Imperatively, the agency issue can solely be alleviated through the safety’s resultant from good corporate governance. Up until now, there is not a collectively acknowledged definition of corporate governance. In a wide-ranging delineation, corporate governance alludes to the public and private establishments, including legislations, regulations and accepted business processes, which within the economy, oversee the correlation between firm managers and those investing resources in corporations (Oman, 2001; Okeahalam and Akinboade, 2003). Corporate governance as a conception is perceived simply as being concerned with the structures within which a business entity or firm obtains its placement and direction (Ejuvbekpokpo and Esuike, 2013).
Corporate Governance is known as an arrangement of law and sound methodologies by which companies are coordinated and controlled concentrating on the inward and outer corporate structures with the goal of checking the activities of administration and executives and in this way, alleviating office dangers which may come from the wrongdoings of corporate officers. Conflicts of interest between the controlling shareholders and the minority shareholders may come about owing to the reason that the controlling shareholders, akin to controlling managers, can sidetrack some of the corporation’s resources for their own individual benefit to the detriment of non-controlling shareholders (Islam, 2010).
With regard to the corporation’s managers, these individual benefits may come about as extreme and unwarranted perquisites, for instance, corporate jets and extravagant headquarter structures, as well as postponing essential restructuring decisions to evade hostile opposition with employees, labor unions, political figures and media (Islam, 2010).
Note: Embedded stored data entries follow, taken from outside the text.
PR #4056, opened 2026-08-07
Generate the Grafana Dashboard from EDN Source

### LINKED ISSUE #4045: Generate the Grafana Dashboard from EDN Source
## Problem

`docs/monitoring/blaze.json` is 14,228 lines / 196 KB of hand-exported Grafana JSON. Measured over the current file:

* 102 panels and 113 queries, **all** of type `timeseries`, using only 7 units (`ops`, `s`, `bytes`, `percentunit`, `short`, `binBps`, `none`).
* The content that carries meaning — panel titles, descriptions, PromQL expressions and `legendFormat` — is about 16.7 KB, **roughly 8 % of the file**. The rest is repeated visualisation boilerplate.
* There are 13 distinct `custom` field-config blobs and 11 distinct `options` blobs across those 102 panels. The differences are drift, not intent: panel `vizConfig` versions are `8.4.4` (50 panels), `10.0.0` (6), `11.6.7` (22) and `13.0.2` (24), depending on when each panel was last touched in the UI.
* 14 panels carry a `__systemRef: hideSeriesFrom` override that was committed by accident after a legend click in the UI. `panel-100` ("Number of Index Entries 0.9 Quantile") permanently hides every series except `Observation`, twelve panels hide everything except `index`, and `panel-87` hides everything except `index-resources`.
* The file carries export noise: `metadata.uid`, `resourceVersion`, `generation: 13`, `grafana.app/updatedBy: user:efhsbuvaoyoe8f`, `saved-from-ui: Grafana v13.0.2`, a baked-in `current` value of `srv-1:8081` for the `instance` variable, and the title `"Blaze New"`.

Adding a panel means editing in the UI, re-exporting the whole file and producing a diff nobody can review.

## Goal

Make an EDN source file the thing maintainers edit. Adding a panel becomes adding one map.

`docs/monitoring/blaze.json` is removed from Git. The dashboard becomes a **release artifact**, attached to each GitHub release, and the documentation links to it there.

The output is the **Classic** dashboard JSON model rather than the `dashboard.grafana.app/v2` resource format the current file happens to be in. Classic is what the Grafana dashboards collection uses and what every Grafana from v10 through v13 accepts on import, and the dashboard uses no V2-only features (no tabs, no conditional rendering, no advanced layouts), so nothing is lost.

### New module `modules/monitoring`

Structured like any other Clojure module (`deps.edn`, `Makefile`, `tests.edn`, `src`, `test`).

* `modules/monitoring/dashboard.edn` — the source.
* `modules/monitoring/src/blaze/monitoring/dashboard.clj` — the pure transform: source data in, dashboard data out.
* `modules/monitoring/src/blaze/monitoring/dashboard/spec.clj` — `s/def` specs for the source format.
* `modules/monitoring/test/blaze/monitoring/dashboard_spec.clj` — `s/fdef` specs.
* `modules/monitoring/build.clj` — the thin I/O shell that reads the EDN, calls the transform and writes `target/blaze-dashboard.json`, invoked via `clojure -T:build gen`. The output is build output, not tracked by Git.

### Source format

```clojure
{:title "Blaze"
 :variables [...]
 :rows
 [{:title "Transaction Log"
   :panels
   [{:title "Submitted Commands"
     :description "Number of commands submitted to the transaction log."
     :unit "ops"
     :width 8
     :queries [{:expr "sum(rate(blaze_db_tx_log_submitted_commands_total{job=\"$job\",instance=\"$instance\"}[$__rate_interval]))"
                :legend "{{instance}}"}]}]}]}
```

The generator fills in the defaults: `height` 6, `width` 8, a single pinned `vizConfig` version, the shared legend/tooltip `options` and `custom` field-config block, the `${DS_PROMETHEUS}` datasource, `refId` assignment (`A`, `B`, …) and panel ids.

Grid `x`/`y` are **computed** by flowing panels left to right within a row and wrapping at 24 columns, instead of being maintained by hand. This is what turns "add two more panels" into two maps.

Where a panel genuinely needs a non-default (stacking, an axis min/max, a `decimals` setting), it gets an explicit key in the source rather than a divergent copy of the whole blob.

### Output format

The source EDN above is schema-agnostic — the output format appears in exactly one place, the emitter. It produces the Classic model:

* A flat `panels` array, each panel carrying its own `gridPos`.
* Rows as panels of `type: "row"` with `collapsed: true` and their panels nested inside. Every row in this dashboard is collapsed, so this is uniform — there is no expanded/collapsed split to handle.
* Variables in `templating.list` (`datasource`, `query` and `custom` types).
* Queries in each panel's `targets`, with `expr`, `legendFormat`, `refId` and `datasource`.
* Top-level `title`, `uid`, `annotations`, `links`, `time`, `refresh` and `schemaVersion`.

Classic is also the more stable target for generator code we maintain ourselves. V2 is still settling: the Grafana Foundation SDK carries `dashboardv2` and `dashboardv2beta1` side by side, and V1 Resource was the default for barely two minor releases (v12.2.0 to v13.0.0).

### Determinism

The generator emits JSON with sorted keys and a fixed indent, so the same source always produces the same bytes and two releases' dashboards can be diffed against each other.

### Make targets and CI

* `make -C modules/monitoring build` writes `target/blaze-dashboard.json`.
* `make -C modules/monitoring test` runs the module tests, covering the pure transform: panel count, grid flow and wrapping at 24 columns, `refId` assignment, every panel having at least one query, and units being drawn from the known set. There is no golden test against a committed file, because no generated file is committed — a generator that throws or produces a malformed dashboard fails the build instead.
* Add `monitoring` to the `module` matrix in `.github/workflows/build.yml`, sorted alphabetically between `metrics` and `module-base`.

### Metric name check

The failure mode worth guarding against is the dashboard silently charting a metric that has been renamed or removed. A new `.github/scripts/check-dashboard-metrics.sh` catches it:

* It reads the **generated dashboard JSON**, not the EDN — the Prometheus exposition format contains the full exported names (`blaze_db_node_duration_seconds_bucket`, `blaze_cache_hits_total`) literally, so extracting the identifiers from the `expr` fields with `jq` and matching them as substrings against a `/metrics` scrape needs no EDN parsing and no suffix normalisation.
* It runs in the `integration-test` job alongside the existing `.github/scripts/test-metrics.sh`, which already scrapes `http://localhost:8081/metrics` after data has been loaded.
* PromQL function names and label names are excluded via a keyword list.

The check is one-directional: it flags dashboard metrics the server does not export, not exported metrics that have no panel. The reverse direction would be noise, since plenty of metrics are intentionally not charted.

Known limitation to handle explicitly: a label-parameterised metric exports no children until first use, so a metric that the integration test never exercises is absent from the scrape and would be reported as missing even though the dashboard is correct. The script therefore carries a small allowlist of such metrics, each with a comment naming the scenario that would exercise it.

### Release artifact

The generated dashboard is attached to each GitHub release as `blaze-dashboard.json`:

* A CI job runs `make -C modules/monitoring build` and uploads the result with `actions/upload-artifact`.
* The `release` job gains a matching `actions/download-artifact` step, lists the file in `files:`, and adds that job to its `needs:`.

The `release` job currently declares `files: target/blaze-*-standalone.jar`, but performs no checkout and no artifact download, so on a clean runner that glob matches nothing — and `softprops/action-gh-release` does not fail on unmatched globs. No release has ever carried an asset, verified for v1.10.1, v1.10.0, v1.9.0, v1.8.0, v1.0.0 and v0.30.0.

The uberjar is no longer published — Blaze is distributed as a container image, and the jar exists only as an input to the image build (`build-image: uberjar` in the root `Makefile`, `COPY target/blaze-*-standalone.jar` in the `Dockerfile`). So that glob is dead configuration rather than a defect to repair: replace it with the dashboard, making `blaze-dashboard.json` the only release asset.

### Migration

The 102 existing panels are not retyped by hand. A throwaway extraction script reads `docs/monitoring/blaze.json` (before it is deleted) and emits the initial `dashboard.edn` (row title, panel title, description, unit, width, height, queries). The result is reviewed by hand, and these intentional cleanups are applied:

* Drop all 14 `__systemRef: hideSeriesFrom` overrides.
* Normalise every panel to a single `vizConfig` version.
* Drop the export metadata. The V2 resource wrapper (`metadata.uid`, `resourceVersion`, `generation`, `grafana.app/updatedBy`, `saved-from-ui`, the deprecated internal id label) has no Classic equivalent and simply goes away. Set a stable top-level `uid` and omit `id` and `version`.
* Drop the baked-in `current` values of the `job` and `instance` variables.
* Fix the title `"Blaze New"` to `"Blaze"`.

### Documentation

Delete `docs/monitoring/blaze.json`.

Rewrite the "Import the Blaze Dashboard" section of `docs/monitoring.md` to have the reader download the dashboard and upload it in Grafana's import dialog, rather than copying the contents of a file in the repository.

The link points at a specific version rather than at `latest`, built from `VITE_LATEST_RELEASE` — the same mechanism `docs/deployment.md`, `docs/database/migration.md` and the other pages already use for image tags:

```vue
<script setup lang="ts">
  const release = import.meta.env.VITE_LATEST_RELEASE;
  const dashboardUrl = `https://github.com/samply/blaze/releases/download/${release}/blaze-dashboard.json`;
</script>
```

Note that Vue does not interpolate inside HTML attributes, so a plain Markdown link containing `{{ release }}` would render the literal braces. The existing pages get away with `{{ tag }}` because it sits in `sh-vue` code fences, which are text nodes. The link therefore needs an explicit binding:

```html
<a :href="dashboardUrl">blaze-dashboard.json</a>
```

This replaces the current `[3]:` reference to `blob/main/docs/monitoring/blaze.json`.

Note for maintainers that the dashboard is generated from `modules/monitoring/dashboard.edn`.

## Acceptance Criteria

* `docs/monitoring/blaze.json` is deleted, and `make -C modules/monitoring build` produces `target/blaze-dashboard.json` from `modules/monitoring/dashboard.edn`. Running it twice produces identical bytes.
* A GitHub release carries `blaze-dashboard.json` as an asset.
* `check-dashboard-metrics.sh` runs in the `integration-test` job and passes. Renaming a metric in the dashboard without renaming it in the code makes it fail.
* The generated dashboard imports into Grafana 13 and all 102 panels render with data, matching the current dashboard row by row. Being Classic, it also imports into Grafana v10 and later.
* `docs/monitoring.md` links to the release asset of a specific version, resolved from `VITE_LATEST_RELEASE`, and no longer references a file in the repository. The rendered page shows a working versioned URL, not literal `{{ }}` braces.
* `make fmt`, `make lint`, `make -C modules/monitoring test` and `make -C modules/monitoring test-coverage` (≥ 95 % forms) pass.
* `monitoring` is present in the CI module matrix.

## Out of Scope

* Round-tripping UI edits back into EDN. The EDN is the source of truth; UI edits are for experimenting and get ported by hand.
* Generating panels from the `defcounter` / `defhistogram` definitions. Only 15 of the 75 metric names the dashboard uses come from those macros. The other 60 are built as runtime string arguments inside collectors (41 `blaze_rocksdb_*`, 6 `blaze_cache_*` / `blaze_page_store_*`, 2 `thread_pool_executor_*`), come from operation modules (3 `fhir_*`), or are third-party (8 `jvm_*` / `process_*` from `simpleclient_hotspot`). A definition also does not determine a panel: `blaze_db_resource_indexer_duration_seconds` alone drives five, differing in quantile, aggregation, unit and row. The metric-name check above covers the part of this idea that pays off.
* The two new panels themselves. They get added on top of this, in a follow-up issue.

## Note on Tooling

A hand-written emitter is used rather than the Grafana Foundation SDK. The SDK's stable Java artifacts on Maven Central do cover the Classic model and could be called from Clojure via `deps.edn`, so this is a judgment call rather than a blocked door. Against it: the SDK is public preview at v0.0.x with no SLA, its published versions carry timestamp suffixes (`11.6.0-1769699379`) that make pinning awkward, and its Java builder chains read poorly from Clojure. With one panel type and 7 units in play, the mapping we own is small enough that a data-oriented Clojure emitter is the better fit for this repository.

alexanderkiel:
Closes: #4045


docs/monitoring.md
```diff
@@ -1,3 +1,8 @@
+<script setup lang="ts">
+  const release = import.meta.env.VITE_LATEST_RELEASE;
```
knoppiks, line 2: const appears unused.

modules/monitoring/dashboard.edn
```diff
@@ -0,0 +1,778 @@
+;; Source of the Blaze Grafana dashboard.
+;;
+;; Generated into target/blaze-dashboard.json by `make -C modules/monitoring build`.
+{:title "Blaze"
+ :uid "Q-h9isMWk"
```
knoppiks: Do we really have to use the uid from the copied json dashboard?
`blaze-server.org--backend` or the like would be nice.

knoppiks (changes requested):
Did you check https://github.com/grafana/dashboard-linter - could be useful to check the resulting dashboard against best-practices. - if they are not already checked for in the tests.

docs/monitoring.md
alexanderkiel: Is used in `dashboardUrl`

modules/monitoring/dashboard.edn
alexanderkiel: I removed the UID.

knoppiks (approved):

Corporate governance is the manner in which firms are controlled and in which those accountable for the direction of the corporation are accountable to the firm’s stakeholders. It is correlated to the formation of long-term relationships with both external and internal stakeholders. It is a system that is utilized to facilitate the direction and control of a corporation. It encompasses relationships between, and accountability of, the corporation’s stakeholders, as well as the regulations, course of action, procedures, practices, criteria, and principles which might influence the direction and control of the organization (Conyon, 1997).
Effective corporate governance lessens the control that is given to management by shareholders and creditors and as a result increasing the likelihood that managers make an investment in positive net present value activities and projects (Morck et al., 1998). Efficacious corporate governance practices are essential to achieving and maintaining public trust and confidence amongst corporation in addition to being pivotal to corporate performance. It ought to facilitate successful, effective and profitable management that can provide stakeholder value in the long-standing period.
Mudashiru et al. (2014) point out that a huge size of the company board of directors, board skill, management skill, extensively serving Chief Executive Officers (CEOs), size of the audit committee, independence of the audit committee, annual general meetings (AGMs), and dividend policy have a positive correlation with the performance of organizations.
Based on these results, it is recommended that corporations ought to espouse good corporate governance practices in order to enhance their performance and also safeguard the interests of their various stakeholders. More imperatively, the regulatory authorizes have to make certain that there is compliance with good governance and guarantee the application of suitable sanctions for non-compliance to facilitate the growth and development of the different industries within a nation (Mudashiru et al., 2014).
Corporate governance can be examined by laying specific emphasis on stakeholder theory. This is linked to existence of several parties vested in the welfare of the firm and these parties more often than not have rivaling interests. On the one hand, there are shareholders who may embrace investments with high yields but that are risky projects. On the other hand, this may not be welcomed by credit providers particularly when the firm is almost becoming bankrupt (Deegan, 2015).
It is imperative for firms to undertake stakeholder management in order to survive and attain success in the long-term owing to the reason that every stakeholder group supplies the organization with important resources or makes some sort of contribution to the organization (Deegan, 2015). In return, every group has the expectation that its interests will be satisfied through incentives. For instance, investors give the organization financial capital and in return they have the expectation that the organization will make the most of the risk-adjusted return on their investment. In the same manner, creditors provide the organization with finance and in return expect their loans to be reimbursed in a timely manner (Fama and Jensen, 1983).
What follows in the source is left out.